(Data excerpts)
====

PR #3072, opened 2026-09-02
fix: retry Hive webConsoleURL after cluster claim is running

kobihk:
## Summary
- Wait for Hive provision/claim conditions before checking ClusterDeployment webConsoleURL
- Retry the console URL for up to 5 minutes so a briefly empty status field does not fail a successful Hive install

## Test plan
- [x] Re-run Hive GCP cluster-pool provision (e.g. autotrigger-smoke bvt-rhoai-gcp-1)
- [x] Confirm Wait For Cluster To Be Ready succeeds when install completed and ClusterRunning=True
- [x] Confirm it still fails and dumps ClusterDeployment/ClusterClaim if webConsoleURL never appears

Related Jira: [RHOAIENG-90655](https://redhat.atlassian.net/browse/RHOAIENG-90655)

Signed-off-by: Kobi Hakimi <khakimi@redhat.com>
Co-authored-by: Cursor <cursoragent@cursor.com>

### DIFF
--- a/ods_ci/tasks/Resources/Provisioning/Hive/provision.robot
+++ b/ods_ci/tasks/Resources/Provisioning/Hive/provision.robot
@@ -170,6 +170,16 @@ Watch Hive Install Log
     END
     Sleep   10s    reason=Let's wait some seconds before proceeding with next checks
 
+Cluster Web Console URL Should Be Set
+    [Documentation]    Fails unless ClusterDeployment status.webConsoleURL is populated.
+    [Arguments]    ${namespace}    ${cd_name}
+    ${web_access} =    Run Process
+    ...    oc -n ${namespace} get cd ${cd_name} -o json | jq -r --exit-status '.status.webConsoleURL | select(type\=\="string" and length > 0)'    # robocop: disable:line-too-long
+    ...    shell=yes
+    Should Be Equal As Integers    ${web_access.rc}    ${0}
+    Should Not Be Empty    ${web_access.stdout}
+    RETURN    ${web_access}
+
 Wait For Cluster To Be Ready
     IF    ${use_cluster_pool}
         ${pool_namespace} =    Get Cluster Pool Namespace    ${pool_name}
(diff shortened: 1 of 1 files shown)


ods_ci/tasks/Resources/Provisioning/Hive/provision.robot
```diff
@@ -204,7 +211,11 @@ Wait For Cluster To Be Ready
         ${custer_status} =    Run Process
         ...	oc -n ${hive_namespace} get clusterclaim ${claim_name} -o json | jq '.status.conditions[] | select(.type\=\="ClusterRunning" and (.reason\=\="Resuming" or .reason\=\="Running"))' --exit-status    shell=yes    # robocop: disable:line-too-long
     END
-    IF    ${provision_status.rc} != 0 or ${web_access.rc} != 0 or ${custer_status.rc} != 0
+    # Hive can take a short time after install/claim to populate status.webConsoleURL.
+    ${web_status}    ${web_access} =    Run Keyword And Ignore Error
```
bdattoma: why ignoring the error?

ods_ci/tasks/Resources/Provisioning/Hive/provision.robot
```diff
@@ -170,6 +170,16 @@ Watch Hive Install Log
...
     Sleep   10s    reason=Let's wait some seconds before proceeding with next checks
 
+Cluster Web Console URL Should Be Set
+    [Documentation]    Fails unless ClusterDeployment status.webConsoleURL is populated.
+    [Arguments]    ${namespace}    ${cd_name}
+    ${web_access} =    Run Process
+    ...    oc -n ${namespace} get cd ${cd_name} -o json | jq -r '.status.webConsoleURL' --exit-status
+    ...    shell=yes
+    Should Be Equal As Integers    ${web_access.rc}    ${0}
+    Should Not Be Empty    ${web_access.stdout}
```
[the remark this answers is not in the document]
manosnoam: @kobihk can you fix this as well ?

ods_ci/tasks/Resources/Provisioning/Hive/provision.robot
kobihk: It is only there so that a missing console URL does not fail the keyword immediately.

Wait Until Keyword Succeeds raises if webConsoleURL is still empty after 5 minutes. Without Run Keyword And Ignore Error, that timeout would abort here, and you would never reach the dump of ClusterDeployment and ClusterClaim that the original check used.

The ignore turns the wait into a status:

PASS → ${web_access} is the process result, including the URL
FAIL → fall through to the same IF as a failed provision/claim, dump the CRs, then FAIL with the existing message
So the error is not discarded. It is deferred so all three checks share one failure path. Wait Until Keyword Succeeds still retries the real check every 10s; Ignore Error only wraps that wait so a timeout is handled with the other Hive failures instead of as a raw Robot timeout.

Anyway, changed to:
    ${web_ready} =    Run Keyword And Return Status

bdattoma (approved):

manosnoam (approved):

PR #767, opened 2024-03-12
fix: #543 more properly identify CREATE TABLE ... LIKE ... statements

### LINKED ISSUE #543: "Create Table table_name Like existing_table_name" DDL Support

markjm:
Resolves #543.

By skipping over setting `LIKE` statements as Comparisons during lexing phase. We then more thoroughly check its usage during grouping. If we are creating a TABLE (identified based on the rigid syntax documented here https://dev.mysql.com/doc/refman/8.0/en/create-table-like.html), then dont group as a Comparison, otherwise treat it as we did before.

- [n/a] your changes are documented, if needed


markjm:
cc @reata who opened the relevant issue and @andialbrecht as the maintainer of this awesome project :)

sqlparse/keywords.py
```diff
@@ -82,7 +82,8 @@
      r'(EXPLODE|INLINE|PARSE_URL_TUPLE|POSEXPLODE|STACK)\b',
      tokens.Keyword),
     (r"(AT|WITH')\s+TIME\s+ZONE\s+'[^']+'", tokens.Keyword.TZCast),
-    (r'(NOT\s+)?(LIKE|ILIKE|RLIKE)\b', tokens.Operator.Comparison),
+    (r'(NOT\s+)(LIKE|ILIKE|RLIKE)\b', tokens.Operator.Comparison),
+    (r'(ILIKE|RLIKE)\b', tokens.Operator.Comparison),
```
markjm, line 86: `CREATE TABLE b NOT LIKE c` isnt valid :)

tests/test_grouping.py
```diff
@@ -498,7 +498,10 @@ def test_comparison_with_strings(operator):
     assert p.tokens[0].right.ttype == T.String.Single
 
 
-def test_like_and_ilike_comparison():
+@pytest.mark.parametrize('operator', (
```
markjm, line 501: Adding some extra coverage to all possible operators we are touching here as they are all a little different (LIKE since it acts differently for table creation, ilike because it is a default keyword, and rlike because it is not)

markjm:
Hi @andialbrecht just wanted to check in on this change. Is this something you would be interested in incorporating? If so, i can keep the branch conflict-free

PR #787, opened 2024-08-20
Update utils.py

SIvaCoHan:
according to imt function docs, i/m/t should accept origin type/tuple/list, but current implementation not accept tuple

# Thanks for contributing!

following checklist:

- [y] all style issues addressed (`flake8`)
- [y] your changes are covered by tests

pull request.


SIvaCoHan:
if isinstance(m, (tuple, list)):
            if any(token.match(*pattern) for pattern in m):
                return True
        elif token.match(*m):
            return True

Issue #793, opened 2024-10-18
Tracking token source positions


dylanscott:
Hello 👋  We're big fans of sqlparse, particularly its leniency in the face of weird or just plain invalid syntax, and use it to power some aspects of a SQL editing interface. We've long maintained a fork with a few minor tweaks and fixes (e.g. removing keywords irrelevant in our context). With the recent work to make it easier to customize the lexer it seems like we can handle most of this customization in a first-class way. But there is one other addition we made that is critical to our use-case which I wanted to inquire if you would be open to upstreaming: Tracking of source positions for tokens, which we use for syntax highlighting.

I've prepared a PR with the changes we made to implement this. It's pretty non-invasive - the main thing I'm not sure about is if it would be considered a breaking change. As far as I can tell it does not change any of the API surface area covered in [the documentation](https://sqlparse.readthedocs.io/en/latest/api.html), so it may not be. It would only potentially be breaking for folks using the lexer directly, as it expands the raw/unwrapped token stream from 2-tuples to 3-tuples (in fact only two of the cases in `test_tokenize.py` had to be updated).

In any case, thank you for your work building and maintaining this library!

illes:
relates to #82

PR #794, opened 2024-10-18
token source position tracking

dylanscott:
This PR adds tracking of token source positions, accessible with new `pos` and `length` attributes on the `Token` class and its subclasses. As mentioned in the corresponding issue (#793), we've been using a forked version of sqlparse with this addition to power syntax highlighting in a production system for awhile, and were hoping to upstream the change if it's acceptable.

### DIFF
--- a/sqlparse/sql.py
+++ b/sqlparse/sql.py
@@ -53,16 +53,13 @@ class Token:
         self.value = value
         self.ttype = ttype
         self.parent = None
+        self.pos = pos
+        self.length = len(value)
         self.is_group = False
         self.is_keyword = ttype in T.Keyword
         self.is_whitespace = self.ttype in T.Whitespace
         self.is_newline = self.ttype in T.Newline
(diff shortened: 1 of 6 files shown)


sqlparse/sql.py
```diff
@@ -163,6 +165,27 @@ def __init__(self, tokens=None):
...
+                return last.length + (last.pos - first.pos)
+
+        return len(str(self))
+
+    # this is a bit of a hack to avoid problems with the super constructor
+    # trying to set these attributes, which we want to compute dynamically
+    @pos.setter
+    def pos(self, value): ...
+    @length.setter
+    def length(self, value): ...
```
dylanscott, line 187: I initially had the `Token` constructor do a `hasattr(self, 'pos')` check before assigning, which I didn't love either. But that approach broke one test where `deepcopy` was called on a parsed statement, whereas this approach is robust to that case.

It seemed work making these properties dynamic given that `TokenList` exposes methods for inserting tokens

====

What you have to do. Every line above from the line with "markjm, line 501: Adding" to the line with "for syntax highlighting.", inclusive, must be returned exactly; no other line belongs in the reply.

Output of the exercise.
markjm, line 501: Adding some extra coverage to all possible operators we are touching here as they are all a little different (LIKE since it acts differently for table creation, ilike because it is a default keyword, and rlike because it is not)

markjm:
Hi @andialbrecht just wanted to check in on this change. Is this something you would be interested in incorporating? If so, i can keep the branch conflict-free

PR #787, opened 2024-08-20
Update utils.py

SIvaCoHan:
according to imt function docs, i/m/t should accept origin type/tuple/list, but current implementation not accept tuple

# Thanks for contributing!

following checklist:

- [y] all style issues addressed (`flake8`)
- [y] your changes are covered by tests

pull request.


SIvaCoHan:
if isinstance(m, (tuple, list)):
            if any(token.match(*pattern) for pattern in m):
                return True
        elif token.match(*m):
            return True

Issue #793, opened 2024-10-18
Tracking token source positions


dylanscott:
Hello 👋  We're big fans of sqlparse, particularly its leniency in the face of weird or just plain invalid syntax, and use it to power some aspects of a SQL editing interface. We've long maintained a fork with a few minor tweaks and fixes (e.g. removing keywords irrelevant in our context). With the recent work to make it easier to customize the lexer it seems like we can handle most of this customization in a first-class way. But there is one other addition we made that is critical to our use-case which I wanted to inquire if you would be open to upstreaming: Tracking of source positions for tokens, which we use for syntax highlighting.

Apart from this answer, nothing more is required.